We see that over time the accuracy increases in the training set to 99% but the validation loss decreases and then increases indicating overfitting. It is also important to note that the dataset we are using is rather small with only about 1000 textual reviews for which neural networks can easily overfit.

Predicting Sentiment of New Reviews

We have built our model and wish to deploy it in new reviews to see the performance. We will need to preprocess the new input in the same way we preprocessed the training dataset. Let's see this in action below.

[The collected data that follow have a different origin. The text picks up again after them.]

PR #4690, opened 2026-06-11
[NO-JIRA]: fix(BpkProvider): validate html[lang] before passing to Ark to prevent crash loop

bjoern-wahle:
## Summary

- Fixes an indefinite crash loop introduced by https://github.com/Skyscanner/web-platform/pull/26006 on Jun 10 that caused ~55,000 errors across ~20 sessions before it was identified
- `getArkLocale()` now validates `html[lang]` with `new Intl.Locale()` before returning it, falling back to `'en-US'` for any value that throws — matching the pattern already used in `getLangDir()`

## Root cause

`getArkLocale()` reads `document.documentElement.getAttribute('lang')` and returns it directly if truthy (`return lang || 'en-US'`). That value is passed to Ark's `<LocaleProvider locale={locale}>`, which calls `@zag-js/i18n-utils` `isRTL(locale)` → `new Intl.Locale(locale)` with no try/catch.

Two truthy values that throw a `RangeError`:
- `""` (empty string) — `getAttribute('lang')` returns `""` not `null` when `<html lang="">` is present
- `"123"` (numeric string) — produced by some Skyscanner market locale configs

Confirmed affected markets: skyscanner.nl, skyscanner.pl, skyscanner.net, tianxun.com.

## Why it loops

The `RangeError` is thrown during `BpkProvider`'s re-render (triggered by `useEffect → setLocale(getArkLocale())`). The App `ErrorBoundary` catches it and renders its fallback — which #26006 also wrapped in `BpkProvider`. That fallback `BpkProvider` mounts, its `useEffect` fires, reads the same bad `html[lang]`, throws again. Repeat indefinitely. Each cycle fires `componentDidCatch` → one New Relic error event → Houston redirect on first cycle. Observed sessions generating 1,000–6,401 error events each.

## Validation

**Red/green TDD:**
1. Added three failing tests first (covering `lang="123"`, `lang=""`, and `lang="en-GB"` regression)
2. Confirmed `lang="123"` test fails against unfixed code: `new Intl.Locale("123")` throws `"Incorrect locale information provided"`
3. Applied fix → all 16 tests pass

**Loop regression test:**

`LoopBoundary` is an `ErrorBoundary` whose fallback also mounts `BpkProvider` — the exact production topology. The test renders `LoopBoundary > BpkProvider` with `html[lang]="123"` and asserts `catchCount === 0`.

<details>
<summary>What happens without the fix</summary>

Running the loop test against the unfixed code never returns — it exhausts the Node.js heap:

```
FATAL ERROR: Ineffective mark-compacts near heap limit
Allocation failed - JavaScript heap out of memory
```

The full React + jsdom cycle runs unbounded: `BpkProvider` renders → Ark's `LocaleProvider` calls `isRTL("123")` → `new Intl.Locale("123")` throws `RangeError: Incorrect locale information provided` → `LoopBoundary.componentDidCatch` fires → fallback renders another `BpkProvider` → same `html[lang]` → throws again → repeat.

The crash stack confirms the real production call path:

```
RangeError: Incorrect locale information provided
    at new Locale (<anonymous>)
    at isRTL (@zag-js/i18n-utils/dist/is-rtl.js)
    at LocaleProvider (@ark-ui/react/dist/providers/locale/locale-provider.cjs)
    at BpkProvider (BpkProvider.tsx)
```

</details>

<details>
<summary>What happens with the fix</summary>

`getArkLocale()` catches the `RangeError` before it reaches Ark and returns `'en-US'`. `BpkProvider` renders cleanly, `LoopBoundary` never catches, `catchCount` stays at 0. The test completes in ~1s.

</details>

## Test plan

- [ ] `lang="123"` → BpkProvider renders without crashing, Ark receives `"en-US"`
- [ ] `lang=""` → BpkProvider renders without crashing, Ark receives `"en-US"`  
- [ ] `lang="en-GB"` → Ark still receives `"en-GB"` (no regression for valid locales)
- [ ] ErrorBoundary+BpkProvider loop topology → no catch, no OOM, `catchCount === 0`
- [ ] Existing RTL tests unchanged (all 16 pass)

### DIFF
--- a/packages/backpack-web/src/bpk-component-layout/src/BpkProvider-test.tsx
+++ b/packages/backpack-web/src/bpk-component-layout/src/BpkProvider-test.tsx
@@ -223,7 +223,7 @@ describe('BpkProvider - RTL support', () => {
     expect(getByTestId('locale').textContent).toBe('en-US');
   });
 
-  it('falls back to en-US and does not crash when html[lang] is an invalid locale (numeric string)', async () => {
+  it('falls back to en-US and does not crash when html[lang] is an invalid locale (numeric string)', () => {
     document.documentElement.setAttribute('lang', '123');
 
     const { getByTestId } = render(
@@ -235,7 +235,7 @@ describe('BpkProvider - RTL support', () => {
     expect(getByTestId('locale').textContent).toBe('en-US');
   });
 
-  it('falls back to en-US and does not crash when html[lang] is an empty string', async () => {
+  it('falls back to en-US and does not crash when html[lang] is an empty string', () => {
     document.documentElement.setAttribute('lang', '');
 
     const { getByTestId } = render(
--- a/packages/backpack-web/src/bpk-component-layout/src/BpkProvider-test.tsx
+++ b/packages/backpack-web/src/bpk-component-layout/src/BpkProvider-test.tsx
@@ -16,6 +16,9 @@
  * limitations under the License.
  */
 
+import type { ReactNode } from 'react';
+import { Component } from 'react';
+
 import { useLocaleContext } from '@ark-ui/react';
 import { act, render } from '@testing-library/react';
 import '@testing-library/jest-dom';
@@ -23,6 +26,39 @@ import '@testing-library/jest-dom';
 import { BpkBox } from './BpkBox';
 import { BpkProvider } from './BpkProvider';
 import { BpkSpacing } from './tokens';
+
+// Mirrors the production topology: error boundary whose fallback also mounts BpkProvider.
+// This is exactly the structure that causes the infinite remount loop.
+class LoopBoundary extends Component<
+  { children: ReactNode },
+  { errored: boolean }
+> {
+  constructor(props: { children: ReactNode }) {
+    super(props);
+    this.state = { errored: false };
+  }
+
+  static getDerivedStateFromError() {
+    return { errored: true };
+  }
+
+  componentDidCatch() {
+    this.catchCount += 1;
+  }
+
+  catchCount = 0;
+
+  render() {
+    if (this.state.errored) {
+      return (
+        <BpkProvider>
+          <div data-testid="fallback">fallback</div>
+        </BpkProvider>
+      );
+    }
+    return this.props.children;
+  }
+}
 
 const LocaleReader = () => {
   const { locale } = useLocaleContext();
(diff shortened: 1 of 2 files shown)


AyaMallah (dismissed):

mungodewar (dismissed):
LGTM

packages/backpack-web/src/bpk-component-layout/src/BpkProvider.tsx
```diff
@@ -90,7 +90,15 @@ const getArkLocale = (): string => {
     return FALLBACK_LOCALE_BY_DIRECTION[explicitDir];
   }
 
-  return lang || 'en-US';
+  if (lang) {
+    try {
+      const locale = new Intl.Locale(lang);
+      if (locale) return lang;
```
Supremeyh, line 96: seems the `if (locale)` guard is dead code:

```
const locale = new Intl.Locale(lang);
if (locale) return lang;   // ← always true; Intl.Locale never returns falsy
```
`new Intl.Locale()` either constructs a Locale object (always truthy) or throws. The if check adds noise and implies the object could be falsy, which it can't. could simplify to:

```
try {
  new Intl.Locale(lang);
  return lang;
} catch {
  // Invalid locale string — fall through to default
}
```

packages/backpack-web/src/bpk-component-layout/src/BpkProvider-test.tsx
```diff
@@ -187,6 +223,66 @@ describe('BpkProvider - RTL support', () => {
     expect(getByTestId('locale').textContent).toBe('en-US');
   });
 
+  it('falls back to en-US and does not crash when html[lang] is an invalid locale (numeric string)', async () => {
```
Supremeyh: Two new tests are marked async without any `await` and the empty-string test below it. They work, but `async` is misleading — can remove it.

AyaMallah: Cleaned up 🧹

packages/backpack-web/src/bpk-component-layout/src/BpkProvider.tsx
AyaMallah: Nit: `if (locale)` is needed to satisfy the no-new ESLint rule, so will keep this as is...

mungodewar (dismissed):
LGTM

Supremeyh (approved):
lgtm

new_text = "the food was great!"

new_text = [[vocab_map[token] for token in text_to_word_sequence(new_text)]]
padded_text_input = pad_sequences(new_text, max_len)
padded_text_input
array([[  0,   0,   0,   0,   0,   0,   0,   0,   0,   0,   0,   0,   0,
        0,   0,   0,   0,   0,   0,   0,   0,   0,   0,   0,   0,   0,
        0,   0,  11, 124,  13,  31]], dtype=int32)
rnn_model.predict(padded_text_input)
1/1 [==============================] - 1s 1s/step
array([[0.00378104, 0.996219  ]], dtype=float32)

Notice that our model has predicted 99% probability of a positive review and abour .3% probability that our sentiment is a negative review. Not bad for test prediction.

Conclusion

In the series, we covered a number of NLP techniques from traditional feature extraction techniques like TFIDF and Bag of Words to modern techniques like Word2Vect and Embeddings. We have learned how to use word embedding and word vectors to build classification and sentiment analysis models. Try using the above model architectures and techniques to build a model for the Amazon product reviews data and set the results. Deep Learning techniques offer a lot of opportunities to improve model performance with additional layers, regularizers, and hyperparameter changes!